━━━ Supplied records ━━━

PR #1408, opened 2020-05-27
Reduce halftone plugin output steps with conical mill 

m-g-m:
Patch to halftone plugin adds conditional to skip motion commands for spots below min size when the conical mill option is selected. Behaviour mirrors the main "circle" code conditional and results in significant reduction in output for sparse images.


Harvie:
Thank you very much.

PR #1434, opened 2020-07-14
CAM plugin for engraving text

apshu:
Hi Harvey,

    Please consider including this generator plugin. The plugin generates toolpath for engraving. The font is selectable and very simple in design. The module uses Hershey-Fonts to render text. The simplex typefaces are always single pass 'stick fonts' suitable for laser and traditional engraving.

   The plugin needs Hershey-Fonts from PyPi

Kind regards,
     Attila


Harvie:
There already IS text engraving functionality in bCNC. I dont like idea of adding second one.
Why is your better and why cant you just improve the existing one?

Harvie:
Sorry, but i will not merge this unless you explain why do we need to have two separate text generator plugins.
Or preferably add your functionality to the existing plugin.

Thanks for your efforts.

PR #1384, opened 2020-04-15
Initial 6 axis Support

tsmarks:
Added basic 6 axis features: DRO, Control
Added a 4th axis roughing strategy

As requested by creator, the DRO and Control panes can be removed/activated in the bCNC.ini file line:  control.page = DRO abcDRO State Control abcControl

PR #1441, opened 2020-08-09
Fix POSPAT & STATUSPAT to match non-6-axes GRBL output

sttts:
My 4-axes GRBL outputs `[PRB:-356.0,-5.28,-118.3,0.0:1]` for the probe position. This didn't match the 6-axes pattern (and not even the 3-axes from before https://github.com/vlachoudis/bCNC/pull/1384).


Harvie:
Nice. Please test on both python2 and python3 (probably not going to matter as it is only regex). 
Can you test it on multiple GRBLs? Each with different number of axes? I think the 3 axis setup is still the most used, so we should be sure it will be working properly.

sttts:
I tested different numbers of axes via https://pythex.org/. I don't have a real non-4-axes GRBL. The right way to avoid regressions would be unit tests, run for both python 2 and 3 as Github actions. Doesn't look like this repos is heavy on tests though :-)

Harvie:
> Doesn't look like this repo is heavy on tests though :-)

PR welcome ;-)

sttts:
🎉  first successful tool change today (after 5 or 6 emergency stops 😱).

Harvie:
Thanks and congratulations! Are you doing the toolchange manualy? It should not cause any emergency stop as far as i remember...

sttts:
Yes, manual change. And I did the emergency stops myself, pressing the big red button before the tool would crash into the ground. Note that due to the wrong patterns, the `mz` and `prbz` variables had random or zero values.

Harvie:
Oh i see. This part of code seems to be messy. I couldn't even agree on how it should behave in the first place, beacuse there seem to be several conflicting usecases regarding various offset variables and their combinations. I haven't managed to wrap my head around it yet... Any help would be appreciated.

sttts:
Actually the tool length procedure and the calibration func are pretty straight forward. A little more inline comments would help though.

IMO it's worse that it is not documented in detail what it actually does. There is the wiki page describing it, but eventually I had to turn to the source code to get the complete picture. Half of the buttons on the probe pages have zero docs.

PR #1445, opened 2020-08-17
Quick changes to make GRBL1.py not crash on machines with 4 or 5 axes.

tmbdev:
This get rids of the index errors in GRBL1.py when a machine has 4 or 5 axes. It introduces no new functionality otherwise and should be a save patch to apply.


Harvie:
Thanks

PR #1452, opened 2020-09-01
Add POSPAT tests

sttts:


sttts:
@Harvie I think travis build with 2.7 is broken independently from this PR.

Harvie:
Hello,
can you please explain the changes to me?

Also it does not even start:

```
$ python -m bCNC
  File "/usr/lib/python3.9/runpy.py", line 197, in _run_module_as_main
    return _run_code(code, main_globals, None,
  File "/usr/lib/python3.9/runpy.py", line 87, in _run_code
    exec(code, run_globals)
  File "/home/harvie/Temp/bCNC-sttts/bCNC/__main__.py", line 50, in <module>
    import Utils
  File "/home/harvie/Temp/bCNC-sttts/bCNC/Utils.py", line 41, in <module>
    if getattr( sys, 'frozen', False ):
NameError: name 'sys' is not defined

```

Harvie:
Also there is already some similar change done by you merged in the past... Are you aware of this?

https://github.com/vlachoudis/bCNC/commit/5abe8cb98603f84ac57fdd67307e18c2b611796a#diff-4857d30b496749a712eae2d5bc42b2b5f8473e34daed6fffb46515519ca30ff4

Harvie:
Also what do you think about changes proposed in #1525 ?

aib:
This makes the 8th and 9th capture groups of the regex non-capture, i.e.:

`[PRB:-356.0,-5.28,-118.3,4.0,5.0,6.0:3]`

The `:3` and `3` (overlapping) parts just before the `]` in the example above, provided in the excellent tests.

As there is no code currently using groups beyond the 4th one (apart from the tests here), this should not affect working code.

Harvie:
> As there is no code currently using groups beyond the 4th one (apart from the tests here), this should not affect working code.

For me it is important for code to match the following requirements:

  * Be robust enough not to fail when some new grbl fork adds more data to the list (just read what we understand and ignore the rest)
  * Allow for multiaxis setups, no matter if 3,4,5,6 or more axes. There is already basic 6-axis support in bCNC (have to be enabled in config to show the GUI).

aib:
This PR will not change any code. It's just tests for POSPAT.

The other one allows 3-axis controllers to be used.
The other one is a fix for 5abe8cb98603f84ac57fdd67307e18c2b611796a which did not work as intended.

Harvie:
> This PR will not change any code. It's just tests for POSPAT.

What do you mean? Have you clicked on the "changed files" ?

image

Harvie:
> The other one allows 3-axis controllers to be used.

I still don't fully understand the problem... 3-axis GRBL seems to work with current bCNC code...

> They can be combined, though it might have to be done manually.

Are there any benefits from doing so except for the tests?

aib:
> > This PR will not change any code. It's just tests for POSPAT.

> What do you mean? Have you clicked on the "changed files" ?

I mean it will not change how the program behaves. It's a test, code intended for developers, not users. (And if you mean POSPAT I've explained the change and why it shouldn't matter above)

> I still don't fully understand the problem... 3-axis GRBL seems to work with current bCNC code...

GRBLv0? Not mine. Can you (or someone else) post an example status or position line?

> > They can be combined, though it might have to be done manually.
> Are there any benefits from doing so except for the tests?

Seeing as how the whole point of this one is tests, no :)

Harvie:
> GRBLv0? Not mine.

Oh i didn't noticed your PR is targeted to GRBLv0. In my opinion it is rather weird to use GRBLv0 nowadays, when v1 is already becoming obsolete...

That just brings another question... Are you sure your modifications targeted to v0 will not break compatibility with v1 protocol?

Harvie:
Maybe we should strictly separate patterns for individual GRBL versions, so we don't have to worry about this.

PR #1453, opened 2020-09-01
Add requirements for Mac

sttts:
This allows development inside an IDE like IntelliJ Idea on Mac.


Harvie:
Thank you

Harvie:
On the other hand. I am not really sure if we should install this to all users. Developer can install this individualy, but there is no need to install this for users i guess??

sttts:
I bet you cannot run it on Mac without those.

PR #1459, opened 2020-09-16
SVG subdivision ration pop-up dialog

m-g-m:
Added some code to pop up a dialog for SVG subdivision ratio, and save the value to the config file as default for next time. Trade off for this is user must respond to this dialog each time before the SVG file is loaded.


m-g-m:
WIll clean this up and resubmit

Harvie:
I don't think popup is good UX. There should be setting in bCNC config for this.

m-g-m:
Ok.
So far in my experience different files need different settings so I found the pop-up is more convenient than going into the config settings repeatedly.
Perhaps a more intelligent algorithm is a better long term answer.
Regards,
Matt

On September 16, 2020 11:27:57 PM MST, Tomas Mudrunka <notifications@github.com> wrote:
>I don't think popup is good UX. There should be setting in bCNC config
>for this.
>
>-- 
>You are receiving this because you modified the open/close state.
>Reply to this email directly or view it on GitHub:
>https://github.com/vlachoudis/bCNC/pull/1459#issuecomment-693967227

-- 
Matt Martin

Harvie:
I set the subdivision length to match precision achievable with my CNC machine. No need to use more precision than my machine can physicaly handle.

m-g-m:
What i run into is the files getting unworkable large, especially if I want to run some computations such as a profile on them.
Maybe that is just my situation.


On September 17, 2020 8:27:43 AM MST, Tomas Mudrunka <notifications@github.com> wrote:
>I set the subdivision length to match precision achievable with my CNC
>machine. No need to use more precision than my machine can physicaly
>handle.
>
>-- 
>You are receiving this because you modified the open/close state.
>Reply to this email directly or view it on GitHub:
>https://github.com/vlachoudis/bCNC/pull/1459#issuecomment-694312239

-- 
Matt Martin

Harvie:
Have you tried running "arcfit" command on the shapes before further processing? It will replace small subdivisions by circular arcs wherever possible to do it within defined precision. I plan to do this automaticaly during SVG import but i guess it has not been 100% tested yet.

m-g-m:
No, have not tried it - sounds promising !
Thanks,Matt
-----Original Message-----From: Tomas Mudrunka <
notifications@github.com>Reply-To: vlachoudis/bCNC <
reply@reply.github.com>To:
vlachoudis/bCNC <bCNC@noreply.github.com>Cc: Matt Martin <
matt.martin@ieee.org>, State change <state_change@noreply.github.com>Su
bject: Re: [vlachoudis/bCNC] SVG subdivision ration pop-up dialog
(#1459)Date: Fri, 18 Sep 2020 09:20:26 +0000 (UTC)

Have you tried running "arcfit" command on the shapes before further
processing? It will replace small subdivisions by circular arcs
wherever possible to do it within defined precision. I plan to do this
automaticaly during SVG import but i guess it has not been 100% tested
yet.

PR #1460, opened 2020-09-17
SVG subdivision ratio dialog when opening svg file

m-g-m:
Adds a dialog to set the SVG subdivision ratio when opening an SVG file. Ratio is saved to the config file to be "remembered" for next time. Note this changes usage flow requiring the user to close this dialog before an SVG file is imported.


Harvie:
Hello,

━━━

Exercise requirements. Pull every line containing "processing" out of the entries.

Answer for the task.
Have you tried running "arcfit" command on the shapes before further processing? It will replace small subdivisions by circular arcs wherever possible to do it within defined precision. I plan to do this automaticaly during SVG import but i guess it has not been 100% tested yet.
processing? It will replace small subdivisions by circular arcs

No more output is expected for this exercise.